Sent from my iPhone using Tapatalk


----------



## Fouthgeneration (Jan 7, 2014)

RE: The English Major joke, most still owe their student loan principle decades after graduating.... they will never ADD anything to our nations GDP,

But the classes that taught me more were freshmen English 111-2...

Sign up for Macro Econ at a night class...

Start reading the WSJ and business pages everyday. That English Major University was and is full of anti-capitalism ideas (Memes) you need to expunge from your mind set. Burn the Che Guevara Tee-shirts and peel the Bernie 2016 stickers off the Subaru bumper.

Trim the Beard? 

Get a banker and accountant to grow with.

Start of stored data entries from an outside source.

PR #392, opened 2024-05-03
[build-tools] Set up a branch or a tag when cloning repository

sjchmiela:
# Why

We want project directories to not only contain information of current commit, but also branch or a tag. We need this for `eas-cli update --auto`.

# How

Previously, we were fetching and checking out a `gitRef` which theoretically could be a commit hash, branch name or a tag, but from looking at `www` it is always a commit hash (which I think is good).

From now on, a Git project archive config will contain:
- `gitCommitHash` — THE commit to fetch and checkout
- `gitRef` — an optional spec like `refs/heads/main`, `refs/tags/v1.0` (or `main` even). We will parse this ref and, when fetching, set a destination for the commit via a [refspec](https://www.atlassian.com/git/tutorials/refs-and-the-reflog#refspecs), similarly to [how GitHub does it](https://github.com/actions/checkout/blob/44c2b7a8a4ea60a981eaca3cf939b5f4305c123b/src/ref-helper.ts#L13).

So:
- if `gitRef` is empty, we end up in a detached HEAD state
- if `gitRef` is a (e.g.) `main` branch (`refs/heads/main`):
	- we fetch `commit` telling Git it's expected to be on a remote `main` branch
	- we checkout a new local `main` branch off the remote `main` branch (which points to the `commit`)
- if `gitRef` is a (e.g.) `v1.0` tag:
	- we fetch `commit` telling Git it's a `v1.0` tag
	- we checkout the `v1.0` tag
- if `gitRef` is something we can't parse we assume it's a branch name (`staging`)
	- we fetch `commit`
	- we checkout a new `staging` branch on the commit

Once this is merged and live, I'll submit a pull request to `www` that will add the `gitCommitHash` alongside `gitRef`.

# Test Plan

I have built `eas-build` with these changes, compiled `worker` and triggered 3 manual and 3 automatic GitHub builds, one for each: commit, branch, tag. All resolved ref correctly.

Zrzut ekranu 2024-05-3 o 23 30 50

### DIFF
--- a/packages/build-tools/src/common/projectSources.ts
+++ b/packages/build-tools/src/common/projectSources.ts
@@ -2,7 +2,8 @@ import path from 'path';
 
 import spawn from '@expo/turtle-spawn';
 import fs from 'fs-extra';
-import { ArchiveSourceType, Job } from '@expo/eas-build-job';
+import nullthrows from 'nullthrows';
+import { ArchiveSource, ArchiveSourceType, Job } from '@expo/eas-build-job';
 import { bunyan } from '@expo/logger';
 import downloadFile from '@expo/downloader';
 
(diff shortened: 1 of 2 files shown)


sjchmiela:
Just tested this with updated `www`.

For a build from a pull request got:
- `gitCommitHash = 1d1eb256fa6b1572fc4f37642a48fa105454301c`
- `gitRef = sjchmiela-patch-2`

The `build` directory was at the right commit on `sjchmiela-patch-2` branch. `git show-ref` showed remote tags and and all remote branches, not sure what's up with that, most probably since `gitRef` wasn't in qualified form, `git fetch` decided to fetch all remote refs.

For a job run from a push got:
- `gitCommitHash = 1d1eb256fa6b1572fc4f37642a48fa105454301c`
- `gitRef = refs/heads/sjchmiela-patch-2`

The `build` directory was at the right commit on `sjchmiela-patch-2` branch with no additional `show-ref` entries.

FiberJW (approved):
This makes sense to me! I'm leaving the final technical review to Szymon

sjchmiela:
Actually after thinking about this a little more I think using refspecs is unnecessarily complicated and we can just checkout the commit hash and then create a branch or a tag based on the Git ref.

When submitting this as is my hope was:
- we get an upstream set for free
- the logic is similar to that of GitHub's checkout so there's less unexpected differences

But I think it makes it harder to reason about. Will simplify tomorrow!

packages/build-tools/src/common/projectSources.ts
```diff
@@ -23,34 +24,74 @@ export async function prepareProjectSourcesAsync<TJob extends Job>(
...
+          await spawn('git', ['tag', name], { cwd: destinationDirectory });
+          break;
+        }
+        // gitRef for a branch may come as:
+        // - qualified ref (e.g. refs/heads/feature/add-icon), detected as "branch" for a push,
+        // - unqualified ref (e.g. feature/add-icon), detected as "other" for a pull request.
+        case 'branch':
+        case 'other': {
+          await spawn('git', ['checkout', '-b', name], { cwd: destinationDirectory });
+          break;
```
szdziedzic, line 83: Is it possible to pull/fetch a branch in a way so we don't need to create it locally 🤔

sjchmiela: Hm, so:
- we could do what GitHub is doing — pull a commit pointing to a remote branch, then create a new local branch pointing to the remote branch head — this feels overly complicated though
- we could do something slightly simpler — pull a commit pointing to a local branch (thus creating it via a Git ref spec like `git fetch +${commit}:${branch}`. This would create the branch locally behind the scenes. (I believe this solution is what you're suggesting?)

Do you think it would be better? At first I wasn't a fan of introducing the Git ref spec concept to here `+${commit}:${ref}`, but now after playing with it a bit more I can see the benefit of having only two commands:

- `git fetch +${commit}:${ref}`
- `git checkout ${ref || commit}`

I have just tested both commands work for all: qualified branch (`refs/heads/main`) and tag (`refs/tags/v1.0`) refs and an unqualified branch ref (`main`).

szdziedzic: both approaches seem good to me, I just wanted to understand why and how better

szdziedzic (approved):

PR #402, opened 2024-05-20
[eas-build-job][build-tools] move repack overrides to Turtle and add `BuildMode.REPACK`

szdziedzic:
# Why

Follow up to discussion in https://github.com/expo/universe/pull/15382

Move repack overrides to Turtle and add `BuildMode.REPACK`

# How

Move repack overrides to Turtle and add `BuildMode.REPACK`

# Test Plan

tests

### DIFF
--- a/packages/build-tools/src/context.ts
+++ b/packages/build-tools/src/context.ts
@@ -98,9 +98,11 @@ export class BuildContext<TJob extends Job = Job> {
     this.cacheManager = options.cacheManager;
     this._uploadArtifact = options.uploadArtifact;
     this.reportError = options.reportError;
+
+    const shouldApplyRepackOverrides = job.platform && job.mode === BuildMode.REPACK;
     this._job = {
       ...job,
-      ...(job.platform && job.mode === BuildMode.REPACK
+      ...(shouldApplyRepackOverrides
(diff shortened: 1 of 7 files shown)


packages/build-tools/src/context.ts
```diff
@@ -98,7 +98,18 @@ export class BuildContext<TJob extends Job = Job> {
     this.cacheManager = options.cacheManager;
     this._uploadArtifact = options.uploadArtifact;
     this.reportError = options.reportError;
-    this._job = job;
+
+    const shouldApplyRepackOverrides = job.platform && job.mode === BuildMode.REPACK;
```
sjchmiela, line 102: Why do we need the `job.platform` check?

sjchmiela (approved):

packages/build-tools/src/context.ts
szdziedzic: Because `Generic.Job` doesn't support `mode`

sjchmiela: Ah, sorry, I thought I'm looking at `BuildContext` in `launcher` where `job` is guaranteed to be `BuildJob`.

PR #405, opened 2024-06-05
[build-tools] resolve default values for `eas/calculate_eas_update_runtime_version` function just when executing it

szdziedzic:
# Why

https://exponent-internal.slack.com/archives/C04PTQN8UTY/p1717496873513409

Default values for build step inputs are provided at the beginning of the build process. At this point in time not all of the `job` data is updated for GH triggered build. It happens in https://github.com/expo/eas-build/blob/d70f544b51913e923803724b9581d830d641186e/packages/build-tools/src/steps/functions/resolveBuildConfig.ts#L33-L42 step. That causes the default value for `workflow` to be invalid.

# How

Make inputs non-required but if the input is not provided fall back to `job` values when executing the step (then `job` values should be correct at this point in time)

Add validation

# Test Plan

Tests

### DIFF
--- a/packages/build-tools/src/steps/easFunctions.ts
+++ b/packages/build-tools/src/steps/easFunctions.ts
@@ -51,7 +51,7 @@ export function getEasFunctions(ctx: CustomBuildContext): BuildFunction[] {
     createInstallPodsBuildFunction(),
     createSendSlackMessageFunction(),
 
-    calculateEASUpdateRuntimeVersionFunction(ctx),
+    calculateEASUpdateRuntimeVersionFunction(),
 
     createRepackBuildFunction(),
   ];
--- a/packages/build-tools/src/steps/functionGroups/build.ts
+++ b/packages/build-tools/src/steps/functionGroups/build.ts
@@ -68,11 +68,10 @@ function createStepsForIosSimulatorBuild({
   globalCtx,
   buildToolsContext,
 }: HelperFunctionsInput): BuildStep[] {
-  const calculateEASUpdateRuntimeVersion = calculateEASUpdateRuntimeVersionFunction(
-    buildToolsContext
-  ).createBuildStepFromFunctionCall(globalCtx, {
-    id: 'calculate_eas_update_runtime_version',
-  });
+  const calculateEASUpdateRuntimeVersion =
+    calculateEASUpdateRuntimeVersionFunction().createBuildStepFromFunctionCall(globalCtx, {
+      id: 'calculate_eas_update_runtime_version',
+    });
   const installPods = createInstallPodsBuildFunction().createBuildStepFromFunctionCall(globalCtx, {
     workingDirectory: './ios',
   });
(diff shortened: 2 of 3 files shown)


Kudo (approved):
looks good from calculateEASUpdateRuntimeVersionFunction but i have a sense that we might better to solve GH workflow difference with more systematic way. in case other build functions have the similar problems in the future.

szdziedzic:
>looks good from calculateEASUpdateRuntimeVersionFunction but i have a sense that we might better to solve GH workflow difference with more systematic way. in case other build functions have the similar problems in the future.

Yeah, I agree

The decision to [handle GH builds this way](https://www.notion.so/expo/Building-from-GitHub-proposal-c76243fbcde24a3b83af3849e690197f?pvs=4) keeps biting us 😬

wschurman:
I wonder if this is susceptible to the same issue that these are trying to solve:
https://github.com/expo/expo/pull/28403
https://github.com/expo/eas-build/pull/384 (mainly this change)

The issue was that the workflow detection wasn't accurate since the EAS build upload didn't contain the same folders and workflow detection happened after prebuild (thus, turning a managed project into a generic project).

wschurman:
When does the `resolve_build_config` run? Is there a way to guarantee it runs before prebuild? How does `resolve_build_config` resolve workflow?

wschurman (approved):
See previous comments for some questions. There's a chance that fingerprint may be just fundamentally incompatible with our current github implementation if any of the questions are the case.

Either way, this PR looks good.

szdziedzic:
>The issue was that the workflow detection wasn't accurate since the EAS build upload didn't contain the same folders and workflow detection happened after prebuild (thus, turning a managed project into a generic project).

>When does the resolve_build_config run? Is there a way to guarantee it runs before prebuild? How does resolve_build_config resolve workflow?

In the case of the bug reported by the user, they were using the `eas/build` function group. We fully control the contents and order of execution within this function group therefore we can guarantee a certain order of operations:
- eas/checkout
- eas/use_npm_token
- eas/install_node_modules
- eas/resolve_build_config
- **eas/calculate_eas_update_runtime_version**
- **eas/prebuild**
- ...
Within this function group, the `eas/calculate_eas_update_runtime_version` function will always be executed before prebuild.

...But users can also freely use provided custom functions on their own, so technically if somebody uses `eas/calculate_eas_update_runtime_version` after the prebuild they can mess up their build flow. We should make documentation of this function clear about how it works and when one should use it to get the correct results. We can also detect if `eas/prebuild` is used before `eas/calculate_eas_update_runtime_version` and print a warning then.

ludwig-pro:
@szdziedzic I don't know if it's a side effect but I've tried your fix and I'm having a problem with the step : Find and upload build artifacts => `There are no files matching pattern "ios/build/*.ipa"`

 https://expo.dev/accounts/stadion/projects/newcastle-app/builds/562602ba-29d0-45d5-8116-a3d7b4e0ba71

Study painting AND business, Painting to gross more, Business to KEEP more of what you make....

Do your books EVERY month so you KNOW where you are at NOW, no X-Mass bankruptcy surprises.

Get a summer time helper to bridge your way to a full time assistant?

Wear your PPE: we don't need any more physical wrecks in their 50s trying to hold out to retirement age stumbling around the job sites.

Nothing sadder then a fried painter still trying to work.

Wear your masks, so your friends and neighbors don't have to take care of you after you Gorked yourself.


----------



## Major87 (Dec 1, 2018)

Last two were appreciated. Thanks. I like the useful tidbits. I can only imagine working around some of those products for years without wearing a mask. 

If you guys haven’t read, I acknowledge the advice in my posts. I’m grateful for the thought spent. And I’m allowed to respond. 

If I share personal sentiments, they’re just details and not bragging. If they’re not important to you, don’t acknowledge them. I haven’t blamed any thing on my customer, so some of these angry responses still feel a little misguided. Lash out if you need to that’s fine.

And if griz is a great builder, that’s good. Wouldn’t know but wouldn’t think he isn’t just because he short hands responses. That’s just his responses. If there was something for me to use in his responses, okay. But that whole bully thing, “let them hit you and turn the other cheek” strength bs— come on now. The work and field does that enough, the mistake I owned— I just asked for guidance. If that upsets people, sorry. If you need to respond by lashing out at the new guy, okay. Do what ever you wanna spend time on. I’m really just looking for helpful advice and if I’m not familiar with forum formats or if I should be submitting to responses from people I don’t know who tell me to quit or shut up, I probably won’t. And I can’t say I’ve ever really joined a forum. So again, appreciate the responses. I have a feeling people are just going to keep responding in which ever way they need to so I’ll check back and have a chuckle and take some notes on the good ones.


----------



## Big Johnson (Jun 2, 2017)

Major87 said:


> Last two were appreciated. Thanks. I like the useful tidbits. I can only imagine working around some of those products for years without wearing a mask.
> 
> If you guys haven’t read, I acknowledge the advice in my posts. I’m grateful for the thought spent. And I’m allowed to respond.
> 
> ...




I see you’re in Kzoo, I think business is going to be tough down there for a painter unless you can get some good commercial gigs. Painters don’t make much up here so I’m sure it worse there. I don’t know any homeowners who hire painters. Everyone diy’s it. Apartments managers are cheap too. Everyone knows someone who will paint a room for $50, an apt unit for $250 or a house interior for $1000, they still choose to diy. Good luck. 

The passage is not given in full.